→ **Problem requirements**
Go through the entries below. Copy out every line that contains "these".

→ **Data records**

PR #3105, opened 2019-06-11
Increase fidelity of error logging for PPMS service issues

kfrz:
## Description of change
PPMS is occasionally experiencing high latency and failed requests. This resulted in a lot of [sentry events](http://sentry.vetsgov-internal/vets-gov/platform-api-production/issues/59689) which weren't very helpful in debugging>

* Add spec for GatewayTimeout case
* Add spec for status 500 case
* Refactor PPMSParser to handle 500 case
* Add PPMS code to exceptions.en.yml

Co-Authored-By: null <SMLuthi@users.noreply.github.com>

## Testing done
Specs written, local debugging

## Testing planned
CI

#### Unique to this PR

- [x] FacilityLocator requests should raise an BackendServiceException if they result in an error
- [x] Tests in place for errored cases

#### Applies to all PRs

- [x] Appropriate logging


lib/common/client/middleware/response/ppms_parser.rb
```diff
@@ -13,10 +13,16 @@ def on_complete(env)
...
-            # flag Not Found errors as success so the error doesn't bubble up
-            if hash['error'] && hash['error']['message'] && hash['error']['message'] =~ /No Providers found/
+            msg = hash.dig('error', 'message')
+
+            case msg
+            when /No Providers found/ # flag Not Found errors as success so the error doesn't bubble up
               env[:status] = 200
               return []
+            when /An error has occurred/ # PPMS has encountered an internal error
+              hash['error']['code'] = nil if hash['error']['code'].blank? # Set code so it can match exceptions.en.yml
```
kfrz: Revisit this in the AM to make sure it makes sense :)

lib/common/client/middleware/response/ppms_parser.rb
```diff
@@ -13,10 +13,16 @@ def on_complete(env)
...
+              hash['error']['detail'] = hash['error']['message']
+              return hash['error']
             end
```
lihanli: if msg doesn't match either case isn't [this error](http://sentry.vetsgov-internal/vets-gov/platform-api-production/issues/59689/) still going to occur where `body` is `nil`?

SMLuthi: I agree that we need to account for a potential issue where there is no body (however unlikely it is... since even in this case there WAS a body but it was just a stringified hash error message) that we return, at the very least, an empty hash so it doesnt fail on trying to index in the `raise_error` file.

kfrz: Yeah - if we're getting an error with an empty body that means PPMS is sending unexpected payloads. Would have to cross reference their API docs to cover any additional error cases, I imagine.

kfrz: @lihanli @SMLuthi I think it'd be more appropriate to handle the "empty body" case in a separate body of work, as it relates to other services/controllers. As discussed in the eng. mtg. today w/ @saneshark brought up better handling of "non-coded" errors, this would fall into that category.

Which, I think, would be best handled in a response middleware with accompanying shared_context examples for any 3rd party service class

saneshark: I think in the case of the empty / nil body, just making sure that the 500 response received can map to an appropriate response that can be properly handled is maybe satisfactory. A 500 error might be a 502 or 503. I'm certain we're handling this sort of thing elsewhere (presumably in Rx and SM APIs since those are most mature at this point), could take a look there and make sure we're handling things consistently?

kfrz: Yeah, like we have the VA900 code as a catch-all [here](https://github.com/department-of-veterans-affairs/vets-api/blob/master/config/locales/exceptions.en.yml#L174)

kfrz: @saneshark to be clear, this PR will make it such that `500` responses will raise a `BackendServiceException` with the `PPMS_500` key to identify. If a different `50x` status comes back we would see a `VA900` code which should prompt us to introduce further specific error handling for this endpoint.

This will help us, for the time being, to identify more precisely how often PPMS is returning this error.

--- 

In a future work effort we will investigate solutions to further streamline nil response checking, i.e. in a middleware layer.

We do have [`gids_errors`](https://github.com/department-of-veterans-affairs/vets-api/blob/master/lib/common/client/middleware/response/gids_errors.rb) that has a similar pattern, though the errors body there is pluralized.

I think there may be a way to extract the task of checking for JSON errors into its own `json_errors` middleware, but given the inconsistencies between providers, it may be cleaner to follow a `{service}_errors.rb` middleware pattern as we're doing already with [`mhv_errors.rb`](https://github.com/department-of-veterans-affairs/vets-api/blob/master/lib/common/client/middleware/response/mhv_errors.rb).

config/locales/exceptions.en.yml
```diff
@@ -445,6 +445,12 @@ en:
         code: 'PAGERDUTY_429'
         detail: "Exceeded PagerDuty's API rate limit"
         status: 429
+      PPMS_500:
+        <<: *external_defaults
+        title: Unexpected service error
+        code: 'PPMS_500'
+        detail: 'An unexpected error has occurred'
+        status: 500
```
saneshark: is a 500 exception from downstream necessarily a 500 exception? I'm wondering if this ought to be 502 or 503?

kfrz: Good nit, yes this should probably send a `502 - Bad Gateway` as it matches: 

> The server, while acting as a gateway or proxy, received an invalid response from an inbound server it accessed while attempting to fulfill the request.

config/locales/exceptions.en.yml
```diff
@@ -450,6 +450,12 @@ en:
         code: 'PAGERDUTY_429'
         detail: "Exceeded PagerDuty's API rate limit"
         status: 429
+      PPMS_502:
+        <<: *external_defaults
+        title: Bad Gateway
+        code: 'PPMS_502'
+        detail: 'PPMS returned an invalid response'
+        status: 502
```
ncksllvn: It looks like we're considering `408, `504`, and `503` to be status codes associated with timeouts on the FE, but we'll need to add `502` - https://github.com/department-of-veterans-affairs/vets-website/blob/master/src/applications/facility-locator/components/ResultsList.jsx#L21. I can do that once this is merged.

ncksllvn:
@saneshark sorry, missed your question -

> do you have bandwidth to test this? It might be a little tricky to trigger these specific errors and see what the return response is on the FE, but I'd be satisfied with you comparing error handling logic on the FE against this to make sure all exceptions are handled properly.

If this is going to be in API-Dev soon, I should be able to fully test this. But as long as the status codes align between FE and API, we should be safe.

config/locales/exceptions.en.yml
ncksllvn: Here's that FE PR adding `502` to the list of status codes that will trigger the FE's messaging for timeouts, https://github.com/department-of-veterans-affairs/vets-website/pull/10284.

saneshark: at some point it would be nice if we have a comprehensive fallback for those common status codes at a more macro level, ideally where the FE shows the message returned when it doesn't need / have more granular handling for the specific code returned.

In particular i'm usually concerned with VA900 codes. Those are generic exceptions (usually ones we've never seen before or haven't had a chance to introduce more granular / special handling on the BE).

saneshark: Also 502 is not necessarily a Timeout.

ncksllvn: Ah gotcha, should it just fall through to the catch-all generic error message then?

saneshark: I'll leave it to Keifer to more explain some of the context around these messages. Frankly from the perspective of the user the generic catch-all probably makes sense in most cases -- there will be ample opportunity to introduce more granular FE handling I think in the future when this gets handed off to VSA.

saneshark: I think eventually some GA related feedback about latency from a FE perspective would be great too #wishlist

kfrz: We landed on `502` because from the perspective of making a request to vets-api, the PPMS response comes back as a `500` but has no further details to pass on to the user.

I think the generic error message makes most sense here. Further improvements around VA900/general codes are on VSP/Triage roadmap for the next few sprints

→ **Solution to this problem**
> do you have bandwidth to test this? It might be a little tricky to trigger these specific errors and see what the return response is on the FE, but I'd be satisfied with you comparing error handling logic on the FE against this to make sure all exceptions are handled properly.
saneshark: I'll leave it to Keifer to more explain some of the context around these messages. Frankly from the perspective of the user the generic catch-all probably makes sense in most cases -- there will be ample opportunity to introduce more granular FE handling I think in the future when this gets handed off to VSA.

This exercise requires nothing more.